DATA FOR THIS TASK:
>>>
PR #142, opened 2018-09-16
Adding `customStyles` docs

### LINKED ISSUE #141: Missing ability to customise class based on state
Hi,

It's more of a feature request than an issue. 

Currently there is no dedicated option to customise class (or styles) of tile based on its state. 
Potential use case could be air quality monitoring to change background color based on the index or something similar with temperature.

mariuszluciow:
Closes #141


resoai:
This can be both a function or just an object, so I think we need to make it a bit more clear to the users

PR #144, opened 2018-09-17
Changed domain to one used by HASS

mariuszluciow:
UI build in into Home Assistant uses different domains to trigger scripts and switches.

### DIFF
--- a/scripts/controllers/main.js
+++ b/scripts/controllers/main.js
@@ -899,7 +899,7 @@ function MainController ($scope, $location) {
    };
 
    $scope.toggleSwitch = function (item, entity, callback) {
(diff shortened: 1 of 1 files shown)


resoai:
If you look closely to the `toggleSwitch` code you will see that `homeassistant` is the default domain which is than being overridden by others:

```
var domain = "homeassistant";
var group = item.id.split('.')[0];

if(['switch', 'light', 'fan'].indexOf(group) !== -1) domain = group;
``` 

Although this is personal preference, we could update the one calling script. Could you please update the PR?

mariuszluciow:
Oh that true, I missed this bit.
<<<
WHAT YOU HAVE TO DO: From the records above, count the lines that contain "function". Only the number should be written.

TASK SOLUTION: 3